Das meint der Ruf, daß unsere Zeit allezeit ist. Und dafür sollten wir Gott
allezeit danken, daß er
uns als seine Kinder gerufen und berufen hat, jederzeit am Fest des Ewigen Lebens
teilzunehmen,
und eingeladen, immerfort in seinem ewigen Reiche zu bleiben.
Wenden wir darum allen Fleiß darauf, uns zu bereiten und stets bereit zu halten,
daß Gott sich in
uns offenbare und wir mit unserem ganzen Wesen am Fest des Ewigen Lebens teil haben
in unseren
Gebeten wie in unseren Werken, die wir nun einmal auf Erden tun müssen.

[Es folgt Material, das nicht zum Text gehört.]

PR #3315, opened 2023-10-31
Fix(eos_designs): Tags not inherited from profile

carlbuchmann:
## Change Summary

Tags not inherited from svi_profiles in network_services

## Component(s) name

`arista.avd.eos_designs`

## Proposed changes

TBD

## How to test

Updated molecule test


carlbuchmann:
This is a new feature and will take time to implement

PR #6498, opened 2026-02-09
Refactor(pyavd): Rename ANTA-related classes and modules to follow codebase conventions

carl-baillargeon:
- Renaming `AvdXxx` classes to `AVDXxx`.
- `pyavd.api._anta` to `pyavd.api.anta`
- Same for internal `decorators` and `base_classes` modules.


MaheshGSLAB (approved):

python-avd/pyavd/api/anta/avd_fabric_data.py
```diff
@@ -14,7 +14,7 @@
 
 
 @dataclass(frozen=True)
-class AvdEthernetInterface:
+class AVDEthernetInterface:
```
gmuloc, line 17: so these classes are not exposed in the __init__ but are on a path where they are technically part of SemVer (as per our sem ver page). Is this really what we want here? (as opposed to just exposing AVDFabricData on a non `_` path)?

gmuloc (approved):
LGTM overall - just one comment open regarding the fact that renaming `api._anta` to `api.anta` is making more objects SemVer vs only importing the couple of classes imported in the new __init__.

Maybe we want to rename avd_fabric_data _avd_fabric_data so we still have free reins to do breaking changes in these dataclasses were it needed in the future (or we will just take the SemVer hit :) )

python-avd/pyavd/api/anta/avd_fabric_data.py
gmuloc: discussed on chat with @carl-baillargeon, this is on purpose.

Dann empfinden und erfahren wir in Wahrheit die ewige Festzeit Gottes allezeit als
gegenwärtig,
fühlen uns ganz Gott zu eigen und niemandem sonst, und wissen uns als Kinder Gottes
im Reich
des Ewigen Lebens.
Dann ist Gott jederzeit mit uns und in uns: wir sind in ihm und er ist in uns –
hier in der Zeit und
dort in der Ewigkeit und nimmer endenden Seligkeit!
Daß uns allen dies zuteil werde, dazu verhelfe uns Gott!